* Stored items:
Issue #142, opened 2026-07-14
feat(postgres): support safe active-active multi-replica proxy deployments


mandrigin:
## Context

The current PostgreSQL backend provides durable state, but the proxy execution model should be treated as **single active instance**. Process-local signer locks, tx-hash inflight state, writer queues, and claim-lock coordination do not establish one execution owner across multiple replicas sharing the same database.

PR #140 exposed the gap while hardening user-vs-sponsor claim races. Multi-replica support is explicitly out of scope for that PR/version and should be delivered as a separate deployment feature.

## Scope

- Define and document the supported topology and rollout model; until this issue closes, require one active proxy writer per PostgreSQL database.
- Add a durable execution-owner lifecycle for `(signer, nonce, tx_hash)` with explicit state, attempt/owner identity, lease or fencing token, retry/release semantics, and crash recovery.
- Ensure `HeldBy(same_hash)` cannot let two replicas execute the same raw transaction while still allowing a safe retry after an owner dies before admission.
- Make cross-replica claim ownership and terminal ClaimEvent publication fenced so a stale publisher/reclaimer cannot publish or overwrite state after losing ownership.
- Couple distributed admission with nonce/receipt outcomes so one replica cannot report acceptance while another owns the terminal result.
- Add metrics and an operator runbook for ownership, lease expiry, takeover, stale-owner rejection, and recovery.

## Acceptance criteria

- Two proxy replicas sharing one PostgreSQL database race the **same hash**: exactly one Miden publication/job executes; both callers converge on the same durable terminal result.
- They race **different hashes at the same signer nonce**: exactly one hash wins before any side effect; the loser is deterministic and consumes no work.
- Kill/restart/fail over the winning replica at every admission boundary: a new owner can recover without duplicate publication, skipped nonce, permanent reservation, or ambiguous receipt.
- A stale owner cannot commit a ClaimEvent, reverted receipt, or nonce transition after its lease/fence is superseded.
- Full two-replica PostgreSQL integration tests cover synchronous and writer-worker modes with deterministic barriers.
- Documentation clearly distinguishes durable PostgreSQL storage from supported active-active execution.

## References

- PR #140
- Follow-up to the v0.15.8 hardening work

PR #157, opened 2026-07-23
fix(recovery): replay acknowledged pending transactions after restart

### LINKED ISSUE #156: fix(recovery): automatically replay acknowledged pending transactions without a Miden handoff
## Problem

A transaction can be durably admitted by the proxy, advance the signer's accepted nonce, and return a transaction hash to the caller, while the actual writer job exists only in memory. If the process or its Miden dependency is interrupted before a durable Miden handoff is recorded, restart can leave this state:

- the nonce reservation is recorded as successfully released;
- the transaction row remains `pending`;
- no Miden transaction ID is recorded;
- no submitted note-handoff record exists;
- the in-memory writer no longer contains the job.

The durable pending-nonce frontier then correctly prevents later nonces from overtaking the unresolved transaction, but nothing automatically resumes the lower transaction. Later submissions remain rejected indefinitely unless the caller still has and re-submits the exact signed envelope. An upstream transaction manager may already have finalized or evicted its local record, so caller-driven replay is not a sufficient recovery contract.

This is a single-proxy restart/recovery problem; it does not depend on active-active PostgreSQL replicas.

## Root cause verified in current code

The reported database signature maps directly to a reachable code path:

1. `durably_admit_and_advance_nonce` creates the durable pending transaction row and CAS-advances the signer nonce.
2. The job is then accepted by the process-local Tokio writer queue.
3. Successful in-memory enqueue makes admission return `Ok`, so the nonce reservation is released as successful and the RPC hash is returned.
4. A process/dependency interruption before the worker records a durable note handoff loses the volatile queue entry.
5. A clean shutdown can produce the same state: the writer exits on the shutdown signal without draining buffered jobs, while shutdown records only a dropped-job count.
6. Startup reports dropped in-flight work but does not reconstruct and replay it from the stored signed envelope.
7. The lower pending/unlinked row then blocks admission of every later nonce.

The absence of a prepared/submitted handoff is the important retry boundary: both supported write paths persist their handoff immediately before external Miden submission. A pending row with no handoff is therefore durable proxy intent that has not crossed the external submission boundary.

The durable transaction row already contains the complete signed envelope, so it can serve as the recovery source of truth. A second durable queue should not be necessary.

## Required invariant

Once `eth_sendRawTransaction` returns a hash and the proxy advances the signer nonce, the transaction must automatically reach one of these durable outcomes without requiring client replay:

1. a submitted Miden handoff that can be reconciled; or
2. a terminal proxy receipt representing a definite outcome.

The proxy must never leave an acknowledged transaction permanently `pending` and unlinked while it blocks all later nonces.

## Minimal implementation direction

- On startup, and with a bounded periodic retry for dependency outages, find durable `pending` transactions that have no submitted/prepared handoff and no live writer job.
- Reconstruct the exact job from the stored signed envelope and resume it through the existing same-hash durable-intent path.
- Do not increment the signer nonce a second time.
- Recover multiple orphaned transactions for a signer in nonce order; do not require a one-off client replay for each row.
- Preserve same-hash ownership of the already-consumed nonce; never authorize a different hash to replace an outcome-ambiguous transaction.
- Do not treat RAM enqueue or `released_success` alone as proof that the Miden handoff completed; the durable transaction/handoff state is authoritative.
- Use bounded backoff and existing idempotency/handoff fencing so recovery cannot publish duplicate Miden work.
- Keep later nonces blocked until the lower transaction is handed off or terminal, but make the lower transaction self-healing.
- On graceful shutdown, stop producers and drain buffered writer jobs within the shutdown budget; durable recovery remains mandatory for hard crashes and incomplete drains.

## Recovery classification and backoff

The nonce must remain owned by the original hash while its outcome is ambiguous. Do not roll the nonce back or permit a different hash merely because confirmation is slow.

Classify durable pending work before acting:

- **Live writer job exists:** leave it with the active worker.
- **Prepared/submitted handoff exists:** reconcile that handoff; do not publish another transaction blindly.
- **No live writer and no durable handoff:** treat it as an orphaned durable intent and re-drive the exact stored envelope.
- **Operation is already observable in Miden state:** finalize/reconcile the existing hash rather than publishing it again.

Orphan recovery must use persistent exponential backoff with jitter and a reasonable cap. Attempt count and next-attempt time must survive process restart, retries must resume automatically when Miden becomes available, and persistent failure must alert operators. Backoff controls retry pressure; it must not turn into permanent abandonment or require the upstream client to resubmit.

Delivery is **at least once with state reconciliation**, not fragile exactly-once transport. The proxy may safely attempt the same durable GER intent more than once:

- check whether the GER is already applied before each retry;
- if it is not applied, submit the stored intent again;
- if Miden rejects it as duplicate/already applied, re-read authoritative Miden state;
- once application is confirmed, finalize the original proxy hash successfully and unblock the next nonce.

The same principle applies to claims using their authoritative claimed/global-index state. Duplicate protection in Miden is the final safety boundary, while proxy-side handoff fencing and state checks avoid unnecessary duplicate work. Deterministic validation/authentication failures must not be retried as transient outages.

## Restart reconciliation order

On every proxy restart, reconcile durable transactions for each signer in nonce order before deciding to retry:

1. **Terminal proxy receipt exists:** no recovery action is required.
2. **Miden transaction ID or prepared/submitted handoff exists:** query/reconcile the recorded Miden transaction and current bridge state. If it committed, finalize the original proxy hash; if it definitively failed, record the terminal failure; if it is still pending or the node is unavailable, retain it and poll with backoff. Do not blindly submit another transaction.
3. **No durable handoff exists:** inspect authoritative application state anyway. For a GER, check whether that GER is applied; for a claim, check the claimed global index/event. If the intended effect is already present, finalize the original proxy hash. Otherwise re-drive the exact stored envelope with backoff.
4. **Proceed to later nonces only after the lower nonce is handed off or terminal.**

A missing local response is not proof that the Miden effect is missing. Restart recovery must prefer reconciliation, then use idempotent re-submission only when reconciliation cannot find the intended effect.

## Acceptance criteria

- A proxy restart automatically recovers every pending/unlinked durable transaction without an RPC rebroadcast.
- Recovery is safe when the Miden node is temporarily unavailable and completes after connectivity returns.
- Recovery does not advance the signer nonce twice.
- Recovery cannot create duplicate Miden notes, GER injections, or claims.
- A different hash at the already-owned nonce remains rejected.
- Once the lower transaction reaches a durable handoff or terminal result, the next nonce is accepted normally.
- Startup and periodic recovery are bounded so one malformed row cannot prevent service startup or recovery of unrelated signers.

## Required regression coverage

1. **Crash after durable admission and nonce CAS, before enqueue:** restart automatically resumes the exact stored envelope.
2. **Crash after successful in-memory enqueue, before worker dispatch:** restart automatically resumes it.
3. **Crash/outage after worker dispatch begins, before durable handoff:** restart reconciles or safely re-drives without duplication.
4. **Writer-capacity race:** a pending row created before a failed enqueue remains automatically recoverable.
5. **Ordering:** a later nonce is blocked during recovery and succeeds after the lower transaction becomes durable.
6. **PostgreSQL integration test:** reproduce `pending + no Miden ID + no submitted handoff + advanced nonce`, restart the service state, and prove self-healing without client activity.
7. **End-to-end fault injection:** interrupt the proxy or Miden dependency at the admission-to-handoff boundary and prove eventual completion after restart.
8. **Backoff:** repeated dependency failures respect the persisted retry schedule; recovery resumes after restart and succeeds when the dependency returns.
9. **Graceful shutdown:** buffered and mid-flight jobs are drained when possible; any job left pending/unlinked is recovered automatically on the next boot.
10. **Multiple sequential orphans:** recover all stored envelopes in signer/nonce order without advancing any nonce twice.
11. **Ambiguous GER retry:** simulate successful GER application followed by a lost response/restart; the retry receives duplicate/already-applied behavior, verifies authoritative state, finalizes the original hash successfully, and releases the following nonce.
12. **Lost local receipt:** Miden commits a GER or claim, then the proxy restarts before recording its RPC receipt; startup reconciliation discovers the committed effect and finalizes the original hash without resubmission.
13. **Recorded handoff during outage:** restart with a prepared/submitted handoff while the Miden node is unavailable; the proxy retains and polls it with backoff rather than duplicating or abandoning it.
14. **No handoff and no effect:** restart with a pending/unlinked row whose GER/claim is absent from Miden; the proxy automatically re-drives the stored intent.

## Mandatory Miden-node restart fault tests

Add deterministic end-to-end coverage that restarts the **Miden node while the proxy is inside the Miden transaction submission call**, after proxy-side durable admission. A loose restart before or after the request is not sufficient; the harness needs a synchronization point/fault barrier around submission so the ambiguous window is exercised reliably.

Run the matrix for both supported write paths:

### GER injection

1. Persist/admit the EVM transaction and begin submitting the Miden GER transaction.
2. Restart or disconnect the Miden node before the proxy receives the submission response.
3. Cover both possible outcomes:
   - the node accepted/applied the GER but the response was lost;
   - the node restarted before accepting it, so the GER remains absent.
4. Restore the node and prove the proxy automatically reconciles or retries with backoff.
5. Assert the GER is applied exactly once, the original proxy hash reaches a terminal successful receipt, no nonce is advanced twice, and the following nonce succeeds.

### Claim

1. Prepare a valid claim with its GER already available, persist/admit it, and begin submitting the Miden claim transaction.
2. Restart or disconnect the Miden node before the proxy receives the submission response.
3. Cover both accepted-but-response-lost and not-accepted outcomes.
4. Restore the node and prove automatic claim-state reconciliation or idempotent retry with backoff.
5. Assert the global index is claimed exactly once, assets/notes are not duplicated, the original proxy hash reaches the correct terminal receipt, no nonce is advanced twice, and the following nonce succeeds.

For each path, repeat the scenario with the proxy kept alive and with the proxy restarted while the Miden node is unavailable. PostgreSQL state must be preserved throughout. The tests must require no upstream/AggKit rebroadcast and no manual database repair.

## Observability and operations

- Gauge and structured diagnostics for count and oldest age of pending/unlinked transactions.
- Counters for recovery attempts, successes, deferred retries, and terminal failures.
- Alert when a pending/unlinked transaction exceeds a configurable age.
- Document read-only diagnosis and a supported recovery command/runbook; direct database mutation must not be the normal remedy.

## Non-goals

- Active-active/multi-replica PostgreSQL coordination; tracked separately in #142.
- Nonce replacement or fee-based transaction-pool behavior.

Related: #146, because a persistent future-nonce queue depends on the same automatic recovery invariant when promoted work crosses the durable-admission-to-Miden-handoff boundary.

mandrigin:
## Summary

Adds automatic recovery for proxy transactions whose hash was acknowledged and whose signer nonce advanced, but whose in-memory writer job disappeared before a durable Miden handoff was recorded.

The signed transaction envelope already stored in PostgreSQL becomes the durable recovery source. Recovery runs at startup and every 30 seconds, preserving signer/nonce order and requiring no AggKit rebroadcast or manual database repair.

Closes #156.

## Recovery flow

```mermaid
flowchart TD
    A[Durable pending proxy transaction] --> B{Live writer job?}
    B -- Yes --> C[Leave with active writer]
    B -- No --> D{GER or claim effect already applied?}
    D -- Yes --> E[Finalize original proxy hash]
    D -- No --> F{Durable Miden handoff or transaction ID?}
    F -- Yes --> G[Reconcile with persistent backoff]
    F -- No --> H[Re-enqueue exact stored envelope]
    H --> I{Writer accepted?}
    I -- Yes --> J[Continue in signer nonce order]
    I -- No --> K[Persist exponential backoff with jitter]
```

## Implementation

- Enumerates durable pending transactions in `(signer, nonce)` order.
- Reconciles applied GERs and claimed global indices before retrying.
- Re-enqueues orphaned envelopes without advancing the proxy nonce again.
- Persists retry attempts and next-attempt timestamps in PostgreSQL.
- Adds bounded startup and periodic recovery sweeps.
- Adds backlog-age, attempt, success, defer, and persistent-failure metrics.
- Keeps active-active/multi-replica coordination out of scope under #142.

## Coverage included

- Memory-backed recovery classification and ordering tests.
- PostgreSQL reproduction of `pending + advanced nonce + no Miden ID + no handoff`.
- Deterministic post-admission fault barrier.
- E2E proxy restart and automatic self-heal without client resubmission.

## Required before ready

- Deterministic Miden-node restart during GER submission, covering accepted-but-response-lost and not-accepted outcomes.
- The same Miden-node restart matrix for a real claim.
- Verification that recorded handoffs which disappear from the restarted node reach a terminal outcome or safe retry instead of backing off forever.


mandrigin:
Review-thread cleanup: resolved 23 GitHub Advanced Security hard-coded cryptographic value annotations. Every flagged location is a deterministic integer nonce or marker inside test-only code, not a secret key or production cryptographic nonce. The aggregate CodeQL check may remain red until these alerts are dismissed or the query is tuned.

scripts/e2e-recovery-scenarios.sh
```diff
@@ -0,0 +1,314 @@
...
+    # admitted (pending row + nonce) BEFORE any Miden note handoff — the exact
+    # recoverable window. Poll the DB for that pending+UNLINKED claim rather than
+    # racing the ephemeral, undistinguished "proving CLAIM note" log line (which on a
+    # busy stack is missed or matches another claim). This also naturally tolerates a
+    # queued/slow writer (the pending+unlinked window is only longer). The wrapper's
+    # own Step-3+ timeouts are NOT our oracle; we verify recovery INDEPENDENTLY below.
+    log "  polling for MY claim to be durably admitted + unlinked (recoverable window)"
+    local hash=""
+    for _ in $(seq 1 360); do
+        hash="$(pgq "SELECT t.tx_hash FROM transactions t
```
mandrigin, line 275: Blocking for deterministic recovery evidence: this still selects the newest arbitrary pending claim, not the claim created by this deposit; since and dest are not used for correlation. There is also a check-to-fault window while bridge-service stops, and the node is restarted after a fixed 25 seconds even if the external proof has not reached submission. Please bind the row to this deposit globalIndex or calldata, freeze the proxy before the final no-handoff assertion and fault, keep the node down until target-specific failure or recovery evidence, and retain an exact balance assertion for the recovered destination. The fresh follow-up deposit does not prove the interrupted deposit was credited exactly once.

src/orphan_recovery.rs
```diff
@@ -0,0 +1,1169 @@
...
+    //    classifier syncs before reading, so a stale local view never reports a false
+    //    "absent"), using the EXACT handoff note when known so a claim landed by a
+    //    DIFFERENT transaction is not mistaken for this one succeeding (reviewer #3).
+    let outcome = match &decoded {
+        DecodedWriteCall::Ger { ger_bytes } => {
+            crate::applied_state::reconcile_ger_recovery(
+                service,
+                *ger_bytes,
+                handoff_note_id,
+                tx.handoff.is_some(),
```
mandrigin: Blocking: recover_one fetches the current handoff above, but reconciliation and the Submitted/Prepared branches still use the older scan snapshot in tx.handoff. The writer and projector do not take this signer lock, so they can create a handoff or terminalize after enumeration; recovery can then persist backoff and enqueue another expensive proof for a linked or terminal transaction. Please derive has_handoff and state from the freshly fetched handoff, treat a recorded miden_tx_id as confirmed or uncertain, and make record_recovery_attempt an atomic eligibility CAS for a still-pending row with no Miden id and no handoff. A zero-row update should stop and rescan; mirror this in memory and add a stale-snapshot race regression.

mandrigin: Addressed in d9a8f68 and re-reviewed at 5151914. Recovery now uses freshly read terminal, handoff, and Miden-tx state throughout; the PostgreSQL pre-enqueue update is an atomic eligibility gate for a still-pending row with no Miden id and no handoff, and a zero-row result stops before enqueue. The memory backend mirrors the supported single-replica semantics, with regressions for linked and terminal stale snapshots. No production regression found; resolving.

scripts/e2e-recovery-scenarios.sh
mandrigin: Re-reviewed 5151914. The pause + post-pause assertion now closes the check-to-fault race, and retaining the original wrapper gives a useful exact balance-delta oracle for the interrupted destination. Two deterministic-evidence blockers remain: (1) correlation is only by destination, but this destination is reused from the persistent e2e-suite wallet, so a stale/concurrent pending claim for that wallet can be selected; bind the exact deposit globalIndex/calldata (at minimum also require created_at >= this scenario start). (2) handoff_state=prepared is written before submit_miden_transaction, so it is not proof that submission failed; keeping the node down only until PREPARED can let the original attempt succeed after restart and bypass recovery. Require target-hash failure/backoff evidence while the node remains down, and avoid grep -q in that pipefail pipeline. Keeping this thread open for those two fixes.

mandrigin: Addressed in 36f497b. The claim scenario now excludes stale rows with a DB-clock scenario boundary plus destination/calldata correlation, freezes before the final no-handoff assertion, disables node auto-restart, keeps the node down, rejects PREPARED as evidence, and waits for target-hash failure/backoff with a pipefail-safe matcher. The original wrapper remains alive for the exact destination balance delta and the same captured hash/nonce assertions. Resolving this claim-specific thread.

scripts/e2e-recovery-scenarios.sh
```diff
@@ -0,0 +1,367 @@
...
+    since="$(date +%s)"
+    hash="$(cast send --async --rpc-url "$L2_RPC" --private-key "$GER_KEY" \
+        --legacy --gas-price 1 --gas-limit 1000000 \
+        "$BRIDGE" 'insertGlobalExitRoot(bytes32)' "$ger" 2>/dev/null)"
+    [[ "$hash" == 0x* ]] || fail "controlled GER submit not admitted (hash=$hash; REJECT_UNVERIFIED_GER=true?)"
+    log "  admitted $hash (signer=$GER_ADDR nonce=$nonce_before ger=$ger); waiting for PROOF boundary"
+    wait_for_marker "$GER_PROVE_MARKER, ger: ${ger#0x}" "$since" 180 || fail "GER never reached the proof boundary (ger ${ger#0x})"
+    assert_pending_no_handoff "$hash"
+
+    case "$fault" in node) crash_node ;; proxy) crash_proxy ;; esac
```
mandrigin: Blocking only for deterministic GER E2E evidence (production code is unaffected). The claim path now closes these races correctly, but GER still uses the old three-part pattern: `wait_for_marker` has `grep -q` under global `pipefail`; the proxy remains live between `assert_pending_no_handoff` and the fault; and the node restarts after a fixed 25s. A proof longer than 25s can submit normally after restart (so recovery was never exercised), and a fast proof can create the handoff between the assertion and kill. Please mirror the minimal claim mechanics for GER: make the marker probe pipefail-safe, pause before the final no-handoff assertion, fault while frozen, and in the node case hold Miden down until target-GER/hash failure evidence before restarting. The existing same-hash, nonce, effect, and follow-up assertions can stay unchanged.

mandrigin: Addressed in 270c679 and re-reviewed. The marker probe is now pipefail-safe; GER freezes the proxy before the final exact-hash pending/no-handoff assertion; both fault types are injected while frozen; and the node case disables auto-restart, keeps Miden down, and waits for target-hash failure evidence before restart. The same-hash success, exact nonce advance, GER-effect, recovery-counter, and next-nonce assertions remain intact. Shell syntax/diff checks pass and no production code changed; resolving.

iszubok (approved):
Approving.

**Scope of this review:** CodeQL triage. All 26 open `rust/hard-coded-cryptographic-value` alerts were examined individually and confirmed as false positives, then dismissed as *false positive* with the rationale recorded on each alert. The CodeQL check has gone from **fail → pass**.

Why they are false positives — every alert carried the same message, *"This hard-coded value is used as a nonce."*:

- The flagged literal is the **`TxLegacy.nonce` field** — an Ethereum **account sequence number**, which is public and monotonic by protocol design — not a cryptographic nonce/IV. The query's sink heuristic matches on the field name `nonce` reaching `sign_hash_sync`.
- **No key material, IV, salt, or password is hard-coded.** The signing key at every flagged site is `PrivateKeySigner::random()` (verified: all 15 key constructions in `src/orphan_recovery.rs`, plus the one in `src/store/postgres_tests.rs`).
- The other hard-coded values in the same helpers (`[marker; 32]` as a GER root, `[dest_marker; 20]` as a destination address) are ABI call payloads — public bridge data, not secrets.
- **All 26 sites are test-only code:** `src/orphan_recovery.rs` lines 759–1212 sit inside `#[cfg(test)] mod tests` (opens at line 591), and `src/store/postgres_tests.rs` is gated `#[cfg(all(test, feature = "postgres"))]`.

**Not covered by this review:** the functional correctness of the recovery logic itself (3,011 lines across 25 files — recovery ordering, nonce CAS, backoff durability). That rests on @mandrigin's testing, not on this approval.

One housekeeping note: the **"Required before ready"** section in the description looks stale — the three items appear to be addressed by later commits (`f4843a5`, `270c679`, `06a95e1`). Worth updating so the description doesn't read as blocked.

* Aim of the task: The lines above that include "whether" should each be listed.

* The completed task:
- check whether the GER is already applied before each retry;
3. **No durable handoff exists:** inspect authoritative application state anyway. For a GER, check whether that GER is applied; for a claim, check the claimed global index/event. If the intended effect is already present, finalize the original proxy hash. Otherwise re-drive the exact stored envelope with backoff.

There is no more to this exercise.